É apenas com a segurança integral obtida com a Economia Austríaca, e com o exemplo do caráter de Mises, que consigo tolerar o circo cotidiano do Congresso.
O conhecimento econômico não é tão escasso em Washington como alguém poderia imaginar ao observar o Congresso em sessão. Outros parlamentares com frequência compartilham comigo, em caráter privado, julgamentos bem fundados a respeito de déficits e de gastos descontrolados. O que lhes falta é a força de vontade de resistir aos grupos de pressão. Por mais que precisemos desesperadamente de uma melhor compreensão econômica, precisamos ainda mais da característica misesiana da firmeza cavalheiresca a respeito de questões de princípio. O caráter é mais necessário do que a eloquência na teoria econômica.

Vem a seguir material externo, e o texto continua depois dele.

PR #3836, opened 2023-07-09
[FMT] apply black

Remi-Gau:

- update configs to format more from nilearn/plotting and to glm/tests/tests_second_level
- apply black


Remi-Gau:
BTW this should be the last PR that is black related.

Some files still need to be reformated but they are involved in other PRs so we will have to see how we tackle them.

So I think that when this is merged we can finally close #2528 after updating the contribution guidelines that was saying we were in the process of reformating the code base.

bthirion (approved):
LGTM, thx !

PR #3860, opened 2023-07-20
[FIX] transparent vertices in `surf_plotting` function

### LINKED ISSUE #3470: image generated by `plot_surf_stat_map` has different aspect when saved in png vs pdf
The aspect of a saved 3d image depends on whether it was saved as pdf or png.
Could be a matplotlib bug.

### Expected behavior
The images should be identical

```python
from nilearn import datasets
from nilearn import surface
from nilearn import plotting

output_file = '/tmp/plop.pdf'
    fsaverage.infl_right, texture, hemi='right',
    threshold=1., bg_map=fsaverage.sulc_right,
    output_file=output_file
)

output_file = '/tmp/plop.png'
    fsaverage.infl_right, texture, hemi='right',
    threshold=1., bg_map=fsaverage.sulc_right,
    output_file=output_file
)
```

mathdugre:
Closes #3470 .

Surface from `surf_plotting` with the matplotlib engine has transparent surfaces.

- Add vertices width
- Apply surface color to the vertices

### DIFF
--- a/doc/changes/latest.rst
+++ b/doc/changes/latest.rst
@@ -10,7 +10,7 @@ NEW
 
 Fixes
 -----
-- Fix bug in :func:`nilearn.plotting.surf_plotting._plot_surf_matplotlib` that would make vertices transparent when saving in PDF or SVG format (:gh:`3860` by `Mathieu Dugré`_).
+- Fix bug in ``nilearn.plotting.surf_plotting._plot_surf_matplotlib`` that would make vertices transparent when saving in PDF or SVG format (:gh:`3860` by `Mathieu Dugré`_).
 
 - Fix bug that would prevent loading the confounds of a gifti file in actual fmriprep datasets (:gh:`3819` by `Rémi Gau`_).
 
--- a/doc/changes/latest.rst
+++ b/doc/changes/latest.rst
@@ -10,6 +10,7 @@ NEW
 
 Fixes
 -----
+- Fix bug in :func:`nilearn.plotting.surf_plotting._plot_surf_matplotlib` that would make vertices transparent when saving in PDF or SVG format (:gh:`3860` by `Mathieu Dugré`_).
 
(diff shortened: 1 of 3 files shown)


alishakodibagkar:
Was working on this earlier, and I found a different solution. If we set rasterized=True when plotting the mesh, the mesh is converted into pixels, which removes the gaps between the triangles when saving to a .pdf. This would make the image look more similar to the .png but also slightly decreases the quality of the image.

Images are below

[plop_rasterized.pdf](https://github.com/nilearn/nilearn/files/12114354/plop_rasterized.pdf)
[plop_not_rasterized.pdf](https://github.com/nilearn/nilearn/files/12114355/plop_not_rasterized.pdf)

Is there a preferred solution? @jeromedockes

jeromedockes:
thanks for trying it! in that case I would rather go for the `set_edgecolors` solution rather than `rasterized` so that we can get the correct plot while retaining the advantages of vectorized graphics

doc/changes/latest.rst
```diff
@@ -10,6 +10,7 @@ NEW
 
 Fixes
 -----
+- Fix bug in :func:`nilearn.plotting.surf_plotting._plot_surf_matplotlib` that would make vertices transparent when saving in PDF or SVG format (:gh:`3860` by `Mathieu Dugré`_).
```
ymzayek, line 13: The Sphinx cross-reference syntax won't work here because private functions (name starting with an underline) are not rendered in the docs.

```suggestion
- Fix bug in ``nilearn.plotting.surf_plotting._plot_surf_matplotlib`` that would make vertices transparent when saving in PDF or SVG format (:gh:`3860` by `Mathieu Dugré`_).
```

ymzayek (commented):
Thx @mathdugre! As a first time contributor can you also add your name and relevant information to `CITATION.cff`?

bthirion (approved):
LGTM. Ideally, we would like to add a test, but I simply don't see how to do it.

Jacques Rueff descreveu bem essa qualidade de Mises:
Com um entusiasmo incansável, e com coragem e fé destemidas, ele nunca deixou de denunciar as razões falaciosas e as inverdades oferecidas em justificação da maioria de nossas novas instituições. (…) Nenhuma consideração consegue desviá-lo o mínimo do caminho reto e íngreme pelo qual sua razão objetiva o guia. Em meio ao irracionalismo de nossa época, ele se manteve uma pessoa puramente racional.[4]
Murray Rothbard, em O Essencial von Mises, escreve que Mises:
respondeu ao obscurecimento do mundo econômico à sua volta com uma vida de grande coragem e integridade pessoal. Jamais se curvaria a tendências de mudança que percebia serem desastrosas e estarem fadadas ao fracasso. Nenhuma alteração, fosse de economia política, fosse da ciência econômica, seria capaz de fazê-lo desviar-se um milímetro sequer da busca e da apresentação da verdade tal como a via.[5]
[3] Ludwig von Mises, “As pedras viram pães: o milagre keynesiano,” Planning for Freedom (South Holland, Illinois: Libertarian Press, 1974), p. 63.
[4] Jacques Rueff, “The Intransigence of Ludwig von Mises,” in On Freedom and Free Enterprise, Mary Sennholz, ed. (Princeton, New Jersey: D. Van Nostrand, 1956), p. 15.
[5] Murray Rothbard, O Essencial von Mises (São Paulo, Instituto Mises Brasil, 2010).